The EU and the Roots of British Euroscepticism

By Corner, Mark | Contemporary Review, Winter 2007 | Go to article overview

The EU and the Roots of British Euroscepticism


Corner, Mark, Contemporary Review


IT is not difficult to provide a list of reasons for the high degree of scepticism about the EU in Britain, and to agree that each of them contains an element of truth. We can point to the fact that the UK finally managed to join the EC (as it then was) in 1973, the very time when the economic 'Golden Age' after the Second World War was coming to an end. The original six members had seen their economies prosper in the 1960s, and put this down at least in part to the EC. Britain faced the first great oil crisis, spiralling inflation and then calling in of the IMF to bail out a stricken economy, all within three years of entry. It wasn't correct to blame that on the EC, any more than The Six--the original members of the Common Market--had a right to attribute their healthy growth rates in the 60s to the EC alone. But it is easy to see why political perceptions might have been otherwise.
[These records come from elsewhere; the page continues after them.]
PR #765, opened 2017-12-24
Introduce new module for RDBMS backend

psibi:
Also adds a function named `deleteAllRows`.

### DIFF
--- a/persistent/ChangeLog.md
+++ b/persistent/ChangeLog.md
@@ -2,7 +2,7 @@
 
 * Introduce new module named `Database.Persist.RDBMS.Utils` which will contain utility function which works only on the RDBMS backends.
 
-## 2.7.3 
+## 2.7.3
 
 * Reverts [#723](https://github.com/yesodweb/persistent/pull/723), which generalized functions using the `BackendCompatible` class. These changes were an accidental breaking change.
 * Recommend the `PersistDbSpecific` docs if someone gets an error about converting from `PersistDbSpecific`
--- a/persistent/ChangeLog.md
+++ b/persistent/ChangeLog.md
@@ -1,3 +1,7 @@
+## Version HEAD
+
+* Introduce new module named `Database.Persist.RDBMS.Utils` which will contain utility function which works only on the RDBMS backends.
+
 ## 2.7.3 
 
 * Reverts [#723](https://github.com/yesodweb/persistent/pull/723), which generalized functions using the `BackendCompatible` class. These changes were an accidental breaking change.
--- a/persistent/Database/Persist/RDBMS/Utils.hs
+++ b/persistent/Database/Persist/RDBMS/Utils.hs
@@ -27,30 +27,26 @@
 -- > +-----+-----+-----+
 --
 module Database.Persist.RDBMS.Utils
-  ( dropTable
+  ( deleteTable
   ) where
 
 import Control.Monad.IO.Class (MonadIO)
 import Control.Monad.Trans.Reader
 import Database.Persist
 
--- | Drops an existing table in a database. Issues \"DELETE FROM table_name\" command to the database.
+-- | Removes all the rows in the existing table. Issues \"DELETE FROM table_name\" command to the database.
 --
 -- @
 -- deleteUserRows :: MonadIO m => ReaderT SqlBackend m ()
--- deleteUserRows = dropTable (undefined :: User)
+-- deleteUserRows = deleteTable (undefined :: User)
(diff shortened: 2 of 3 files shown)


MaxGabriel:
Could this be implemented in terms of deleteWhere?

MaxGabriel:
Just checking, is the purpose of this to be used to clear the database during testing or is this for general use?

psibi:
@MaxGabriel Thanks for the review and comments.

> Just checking, is the purpose of this to be used to clear the database during testing or is this for general use?

I actually needed that for some benchmarking related code. :) Also, I have used `persistent` for making cli tool for interfacing with dbs and I had previously implemented the related functionality there itself. Also, I will slowly introduce other functions like `truncate`, `drop` etc.

> Could this be implemented in terms of deleteWhere?

I don't think that's possible: What will be the filter value you will be passing on ? (Even if we have some filter value for a primary key >= 0, it won't work in conditions when we have changed the type of a primary key. I think this was the most simplest way to do. Will be happy to hear your thoughts on this)

MaxGabriel:
If you pass no filters you'll just get a delete on all rows:

```
deleteWhere ([] :: [Filter User])
```

```
28/Dec/2017:18:00:53 -0500 [Debug#SQL] DELETE FROM "users"; []
```

> Also, I will slowly introduce other functions like truncate, drop etc.

These sound useful though

MaxGabriel:
@psibi Is this ready to merge or is this an in progress PR?

psibi:
@MaxGabriel I renamed the function to `deleteTable` now as that will easily indicate to the user which query it is generating underneath. This is ready for merging now.

MaxGabriel:
1. So now that this is implemented in terms of deleteWhere, it’s not specific to RDBMS systems right? It could go with the rest of the code. The module is still a good idea for e.g. a dropTable function that does scheme change
2. Should we use a fancy Proxy or the new TypeApplications extension instead of passing a dummy parameter?
3. I think `deleteTable` is kind of a confusing name because it sounds like it could be actually dropping the table. What about deleteAllRecords or deleteAll or deleteAllRows or something?

psibi:
> So now that this is implemented in terms of deleteWhere, it’s not specific to RDBMS systems right? It could go with the rest of the code. The module is still a good idea for e.g. a dropTable function that does scheme change

I agree. I think it can be moved under `Database.Persist.Class`.

> Should we use a fancy Proxy or the new TypeApplications extension instead of passing a dummy parameter?
I think any of them would be better than the current `undefined` value being passed. :-) What do you think would be the better option ?

>I think deleteTable is kind of a confusing name because it sounds like it could be actually dropping the table. What about deleteAllRecords or deleteAll or deleteAllRows or something?

Initially, it was `deleteAllRows` and I thought that was confusing and so changed it!. The reason I made it `deleteTable` is because it issues `delete * from table` command. But yeah, I can think having the former name would make the functionality clear.

MaxGabriel:
I haven’t used TypeApplications before, but it seems like the better option over Proxy. If I understand correctly only the client needs to use it, so persistent itself wouldn’t require GHC 8

MaxGabriel:
(But I’m not positive)

persistent/ChangeLog.md
```diff
@@ -1,4 +1,8 @@
-## 2.7.3 
+## Version HEAD
+
+* Introduce new module named `Database.Persist.RDBMS.Utils` which will contain utility function which works only on the RDBMS backends.
```
parsonsmatt: Isn't that `Database.Persist.Sql`?

persistent/Database/Persist/RDBMS/Utils.hs
```diff
@@ -0,0 +1,56 @@
...
+-- deleteUserRows :: MonadIO m => ReaderT SqlBackend m ()
+-- deleteUserRows = deleteTable (undefined :: User)
+-- @
+deleteTable
+  :: (PersistEntityBackend record ~ BaseBackend backend
+     ,PersistEntity record
+     ,PersistQueryWrite backend
+     ,MonadIO m)
+  => record -> ReaderT backend m ()
+deleteTable entity = deleteWhere filts
```
parsonsmatt: This can be `deleteWhere ([] :: [Filter record])` if you enable `ScopedTypeVariables` and do `forall record backend m.` before the constraint :smile:

parsonsmatt:
I'm going to close this PR due to inactivity. Feel free to reopen! :smile:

Then again we can understand how Britain's imperial past inevitably drove it to see Europe as a narrowing of focus, a drawing down from a world role to a continental one. For the island of Ireland slightly to the West, on the other hand, Europe was a great broadening of focus, because it meant less dependence upon Britain. Hence Ireland became euro-friendly and on the whole (with a blip around ratifying the Treaty of Nice) europhile, while Britain remained eurosceptic.
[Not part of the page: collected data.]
PR #3490, opened 2023-07-19
Remove special case of StackInstances sharing the same SpellAbility object

### LINKED ISSUE #2219: Lithoform Engine can't copy its own ability

tool4ever:
- Closes #2219
- I think we no longer need extra LKI in _TriggerSpellAbilityCastOrCopy_
  - this means if there's a trigger on the stack to copy `TriggeredSpellAbility`
  - if we now first change the targets of that with another effect
  - when the trigger resolves the copy will start with the updated targets
- > If you spent both {G} and {W} to cast Dawnglow Infusion, you’ll gain (X + X) life. An ability that triggers whenever you gain life will trigger just once.
- I probably plan to wait for one or two snapshots feedback before cleaning up `SpellAbilityStackInstance` as follow-up


forge-gui/res/cardsfolder/d/dawnglow_infusion.txt
```diff
@@ -1,7 +1,9 @@
 Name:Dawnglow Infusion
 ManaCost:X GW
 Types:Sorcery
-A:SP$ GainLife | Cost$ X GW | LifeAmount$ X | ConditionManaSpent$ G | SubAbility$ WPaid | SpellDescription$ You gain X life if {G} was spent to cast this spell and X life if {W} was spent to cast this spell. (Do both if {G}{W} was spent.)
-SVar:WPaid:DB$ GainLife | LifeAmount$ X | ConditionManaSpent$ W
+A:SP$ GainLife | Cost$ X GW | LifeAmount$ Y | SpellDescription$ You gain X life if {G} was spent to cast this spell and X life if {W} was spent to cast this spell. (Do both if {G}{W} was spent.)
```
Hanmac, line 4: @Agetian when Condition Mana Spent is removed, then it probably needs some AI logic?

Hanmac:
do your stuff still works with Count Activations and Count Resolves for Activated abilities?

forge-gui/res/cardsfolder/d/dawnglow_infusion.txt
Agetian: Most likely, yes, but I don't remember where exactly off the top of my head... (still out of town, so can't take a look, sadly)

forge-gui/res/cardsfolder/d/dawnglow_infusion.txt
```diff
@@ -1,7 +1,9 @@
...
 SVar:X:Count$xPaid
+SVar:Y:SVar$W/Plus.G
+SVar:W:Count$Adamant_1.White.X.0
+SVar:G:Count$Adamant_1.Green.X.0
```
Hanmac, line 8: @tool4ever wrong words

Adamant is affected by Color TextChange,
these use the Mana Symbols and should not be affected by TextChange

tool4ever: Ugh right

Hanmac:
one thing we need to think about is if we still need the StackInstances, but that can be stuff for later

Hanmac:
the use of OriginalAbility might be wrong when something uses "gain Activated Abilities" like from Quicksilver Elemental

then each gained ability should count differently?

forge-gui/res/cardsfolder/d/dawnglow_infusion.txt
tool4ever: Actually AI would not even play the old script, fixed now
Not sure teaching it more is worth it at this point

Agetian: Most likely not, but even if needed, we can do it as a followup PR later :)

Agetian: Thanks for looking into this!

tool4ever:
> the use of OriginalAbility might be wrong when something uses "gain Activated Abilities" like from Quicksilver Elemental
> 
> then each gained ability should count differently?

In that case they will have different `grantorStatic` as columnKey

Hanmac:
for Drawglow Infusion, one of the AI things, would be nice if you can get it to pay G and W if possible

also such spells should be marked as `not copyable` because they have no benefit

Hanmac:
> > the use of OriginalAbility might be wrong when something uses "gain Activated Abilities" like from Quicksilver Elemental
> > then each gained ability should count differently?
> 
> In that case they will have different `grantorStatic` as columnKey

I want to refactor `grantorStatic` anyway, but that can be done later, i think that had something to do with mayPlay or something

Agetian:
> for Drawglow Infusion, one of the AI things, would be nice if you can get it to pay G and W if possible
> 
> also such spells should be marked as `not copyable` because they have no benefit

Yes, the AI used to detect this in CopySpellAbilityAi via the presence of the now removed ConditionManaSpent param. Maybe it now needs a special AI flag?

tool4ever:
Hmn, I will need to think about if it should really use `canPlayFromEffectAI` to continue checking in the future...
maybe some `checkApiLogic` would be smart enough already to decline the manaless copy

For now I made a small tweak so it doesn't try to play it as mandatory trigger 🤖 
image
(my dmg spell, their copy spell, no other targets)

Hanmac (approved):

It is also true that even more than sixty years after the end of World War Two, the impact of that conflict on European perceptions remains profound. For continental Europe, caught in the grip of occupation, occupied people were confronted with an impossible choice between collaboration with an invader or a resistance that might have dire consequences for their families. Collaboration was perhaps an understandable choice, but the consequence was recriminations after the war and a feeling that the institutions of the state themselves had been brought into question. The sharing of sovereignty, which was at the very heart of the first moves towards European Union, was an acceptable way forward when national institutions had been discredited. Moreover, it was a practical way back into the European fold for Germany. Provided she was prepared to give up national control over (initially) coal and steel, she would be allowed to grow (economically) strong again. Pooling sovereignty was an ingenious solution to the dilemma of how to let Germany grow strong again (for otherwise Europe could not recover economically) without her growing dangerous again, as had happened after World War One. She could only recover under European auspices.
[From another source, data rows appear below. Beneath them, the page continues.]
PR #3502, opened 2023-07-21
Card: Wither damage as property, use Static for Everlasting Torment

### LINKED ISSUE #3491: Damage as Wither
Everlasting Torment has:
> All damage is dealt as though its source had wither.

Currently it is done as Global Rule, but i think it would be better to use StaticAbility for this (which might be more extendable)

Asking Judges, it does not follow LKI, so for the following Scenario:

- Creature activates ability that would deal damage while Everlasting Torment is on the field
- while Everlasting Torment continues to be on the field, the Creature is removed while its ability is still on the stack
- then Everlasting Torment is removed too
- now, when the damage is dealt, it is not affected by the Static Ability of Everlasting Torment anymore

what probably can't be done is, make Wither and Infect also use the ability internally, because Wither and Infect should still use LKI

- Creature enchanted by Fists of the Demigod (it gets +1/+1 and has wither) activates its ability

None of this had the same impact in Britain. Ever since the famous Low cartoon of the soldier shaking his fist across the Channel in June 1940 with the caption 'Very well, alone!', resistance to Nazi Germany had been seen as a single-handed effort with (eventually) help from the USSR and the US, plus of course considerable contingents from the Empire/Commonwealth. There is no doubt that this still feeds into the British psyche. 'Europe was occupied; we were not' feeds into 'Europe can go its own way; we're different'.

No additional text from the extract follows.